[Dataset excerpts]
-- Opening Marker --

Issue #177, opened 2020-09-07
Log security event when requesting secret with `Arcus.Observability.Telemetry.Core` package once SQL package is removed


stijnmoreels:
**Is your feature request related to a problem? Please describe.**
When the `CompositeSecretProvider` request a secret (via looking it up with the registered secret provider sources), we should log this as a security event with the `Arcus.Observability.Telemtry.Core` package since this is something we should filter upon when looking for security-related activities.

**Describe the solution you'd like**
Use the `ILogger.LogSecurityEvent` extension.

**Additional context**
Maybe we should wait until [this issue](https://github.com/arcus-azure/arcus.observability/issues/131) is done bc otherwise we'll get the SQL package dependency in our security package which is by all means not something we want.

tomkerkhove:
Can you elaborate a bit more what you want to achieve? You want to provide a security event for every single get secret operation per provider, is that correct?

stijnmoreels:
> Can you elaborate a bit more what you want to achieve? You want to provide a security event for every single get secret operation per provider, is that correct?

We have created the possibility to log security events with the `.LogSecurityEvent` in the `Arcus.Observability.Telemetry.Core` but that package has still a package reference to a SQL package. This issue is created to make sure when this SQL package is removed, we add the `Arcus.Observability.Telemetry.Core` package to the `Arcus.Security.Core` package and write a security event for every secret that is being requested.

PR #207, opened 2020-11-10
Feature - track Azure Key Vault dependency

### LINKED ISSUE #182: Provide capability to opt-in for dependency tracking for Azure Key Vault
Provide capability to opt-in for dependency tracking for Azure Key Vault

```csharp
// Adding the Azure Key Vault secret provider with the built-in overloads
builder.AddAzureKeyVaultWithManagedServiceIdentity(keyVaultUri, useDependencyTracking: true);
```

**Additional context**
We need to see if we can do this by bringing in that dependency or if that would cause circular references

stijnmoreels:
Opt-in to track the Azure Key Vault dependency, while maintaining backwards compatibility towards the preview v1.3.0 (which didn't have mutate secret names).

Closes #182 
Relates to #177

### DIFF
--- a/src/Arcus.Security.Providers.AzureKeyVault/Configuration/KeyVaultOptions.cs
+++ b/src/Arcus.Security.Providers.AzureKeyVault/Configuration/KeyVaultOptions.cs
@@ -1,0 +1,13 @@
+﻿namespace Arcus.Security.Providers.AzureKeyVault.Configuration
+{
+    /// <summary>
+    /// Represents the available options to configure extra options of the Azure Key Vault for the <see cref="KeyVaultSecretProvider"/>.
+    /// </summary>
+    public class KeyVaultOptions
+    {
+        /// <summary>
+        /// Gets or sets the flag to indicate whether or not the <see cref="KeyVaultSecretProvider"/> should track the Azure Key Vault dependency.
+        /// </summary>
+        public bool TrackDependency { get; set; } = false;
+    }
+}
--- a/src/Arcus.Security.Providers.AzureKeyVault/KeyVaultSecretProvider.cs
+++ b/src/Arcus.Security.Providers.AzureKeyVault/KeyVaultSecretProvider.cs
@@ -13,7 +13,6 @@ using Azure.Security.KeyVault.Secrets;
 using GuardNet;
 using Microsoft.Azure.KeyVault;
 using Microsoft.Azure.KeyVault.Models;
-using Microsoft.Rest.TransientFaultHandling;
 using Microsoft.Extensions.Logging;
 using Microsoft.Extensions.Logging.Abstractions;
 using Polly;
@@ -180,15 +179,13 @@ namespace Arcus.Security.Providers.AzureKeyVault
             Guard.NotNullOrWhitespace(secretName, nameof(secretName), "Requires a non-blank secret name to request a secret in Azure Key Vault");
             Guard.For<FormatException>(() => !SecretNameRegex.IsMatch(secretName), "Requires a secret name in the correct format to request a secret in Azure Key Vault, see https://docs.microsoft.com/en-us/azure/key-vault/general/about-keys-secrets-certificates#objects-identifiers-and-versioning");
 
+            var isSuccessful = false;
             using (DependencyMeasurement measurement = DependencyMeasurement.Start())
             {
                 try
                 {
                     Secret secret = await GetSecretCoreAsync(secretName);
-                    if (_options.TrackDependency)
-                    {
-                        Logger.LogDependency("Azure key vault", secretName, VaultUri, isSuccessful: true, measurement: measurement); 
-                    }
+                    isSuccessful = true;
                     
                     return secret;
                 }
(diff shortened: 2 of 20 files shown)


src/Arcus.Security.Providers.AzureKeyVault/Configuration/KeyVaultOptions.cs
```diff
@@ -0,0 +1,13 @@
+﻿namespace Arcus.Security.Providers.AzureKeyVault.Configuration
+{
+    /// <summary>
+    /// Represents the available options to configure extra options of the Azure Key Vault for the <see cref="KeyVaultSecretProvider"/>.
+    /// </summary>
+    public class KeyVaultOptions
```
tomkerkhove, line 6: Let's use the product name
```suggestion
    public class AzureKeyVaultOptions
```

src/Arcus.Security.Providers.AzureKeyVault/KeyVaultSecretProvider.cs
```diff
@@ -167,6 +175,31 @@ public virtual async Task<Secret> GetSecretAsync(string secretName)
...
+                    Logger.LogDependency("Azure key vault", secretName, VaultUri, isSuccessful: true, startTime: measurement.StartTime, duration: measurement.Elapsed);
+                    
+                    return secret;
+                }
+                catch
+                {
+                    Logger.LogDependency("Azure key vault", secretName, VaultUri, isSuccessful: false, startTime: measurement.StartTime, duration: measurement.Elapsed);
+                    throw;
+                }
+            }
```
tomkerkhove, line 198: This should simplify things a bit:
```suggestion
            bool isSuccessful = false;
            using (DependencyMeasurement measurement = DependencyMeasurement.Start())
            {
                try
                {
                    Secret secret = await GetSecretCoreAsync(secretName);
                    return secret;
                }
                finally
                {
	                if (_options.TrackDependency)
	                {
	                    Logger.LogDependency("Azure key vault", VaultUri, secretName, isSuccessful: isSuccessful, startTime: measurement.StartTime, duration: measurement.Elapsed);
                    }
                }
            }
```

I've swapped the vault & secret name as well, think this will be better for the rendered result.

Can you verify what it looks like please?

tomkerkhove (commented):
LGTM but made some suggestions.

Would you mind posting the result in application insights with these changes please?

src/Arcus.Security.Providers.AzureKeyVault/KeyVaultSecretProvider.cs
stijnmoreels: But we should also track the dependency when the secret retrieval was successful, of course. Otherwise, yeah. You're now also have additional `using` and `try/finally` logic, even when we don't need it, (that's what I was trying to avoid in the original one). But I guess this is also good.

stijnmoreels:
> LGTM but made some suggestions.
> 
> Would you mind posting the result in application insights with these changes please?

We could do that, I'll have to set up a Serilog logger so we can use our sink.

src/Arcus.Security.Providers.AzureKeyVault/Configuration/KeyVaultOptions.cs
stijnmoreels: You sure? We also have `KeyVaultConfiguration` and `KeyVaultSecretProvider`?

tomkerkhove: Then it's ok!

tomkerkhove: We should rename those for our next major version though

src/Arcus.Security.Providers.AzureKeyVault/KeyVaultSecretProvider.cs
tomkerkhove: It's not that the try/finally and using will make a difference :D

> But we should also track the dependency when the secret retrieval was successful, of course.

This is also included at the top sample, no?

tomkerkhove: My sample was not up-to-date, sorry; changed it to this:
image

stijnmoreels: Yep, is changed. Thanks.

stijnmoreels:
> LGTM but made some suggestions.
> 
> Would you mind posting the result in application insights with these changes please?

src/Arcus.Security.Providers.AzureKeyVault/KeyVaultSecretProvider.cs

-- Closing Marker --
-- Opening Marker --

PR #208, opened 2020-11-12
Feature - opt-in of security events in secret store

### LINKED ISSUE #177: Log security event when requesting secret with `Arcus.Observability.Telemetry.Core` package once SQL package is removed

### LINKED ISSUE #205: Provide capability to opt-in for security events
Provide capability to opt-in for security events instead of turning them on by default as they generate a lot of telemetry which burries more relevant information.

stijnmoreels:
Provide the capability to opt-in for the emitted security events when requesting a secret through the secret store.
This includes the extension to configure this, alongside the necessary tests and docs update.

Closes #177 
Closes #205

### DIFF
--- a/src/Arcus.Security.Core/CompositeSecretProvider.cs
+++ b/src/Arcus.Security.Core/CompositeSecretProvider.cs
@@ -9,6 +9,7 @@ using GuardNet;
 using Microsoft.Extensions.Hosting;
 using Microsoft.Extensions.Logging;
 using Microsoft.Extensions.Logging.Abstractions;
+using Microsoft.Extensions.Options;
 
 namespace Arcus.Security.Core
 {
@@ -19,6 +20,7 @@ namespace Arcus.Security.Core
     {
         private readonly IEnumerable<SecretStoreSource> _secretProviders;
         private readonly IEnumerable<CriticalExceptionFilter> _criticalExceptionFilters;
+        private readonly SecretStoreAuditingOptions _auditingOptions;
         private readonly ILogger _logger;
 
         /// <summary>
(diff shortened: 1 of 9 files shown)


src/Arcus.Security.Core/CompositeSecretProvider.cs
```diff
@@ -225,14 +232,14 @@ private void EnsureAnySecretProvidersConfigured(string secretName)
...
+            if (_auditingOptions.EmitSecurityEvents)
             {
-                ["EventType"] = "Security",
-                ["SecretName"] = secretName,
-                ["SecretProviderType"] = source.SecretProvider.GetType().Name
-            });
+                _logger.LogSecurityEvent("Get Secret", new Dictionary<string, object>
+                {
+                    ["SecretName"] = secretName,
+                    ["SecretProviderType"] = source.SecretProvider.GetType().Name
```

-- Closing Marker --

Beginning with the line above that contains "using Microsoft.Azure.KeyVault.Models;", copy each line exactly up to and including the line that contains "a non-blank secret", and go no further.

Exercise output.
 using Microsoft.Azure.KeyVault.Models;
-using Microsoft.Rest.TransientFaultHandling;
 using Microsoft.Extensions.Logging;
 using Microsoft.Extensions.Logging.Abstractions;
 using Polly;
@@ -180,15 +179,13 @@ namespace Arcus.Security.Providers.AzureKeyVault
             Guard.NotNullOrWhitespace(secretName, nameof(secretName), "Requires a non-blank secret name to request a secret in Azure Key Vault");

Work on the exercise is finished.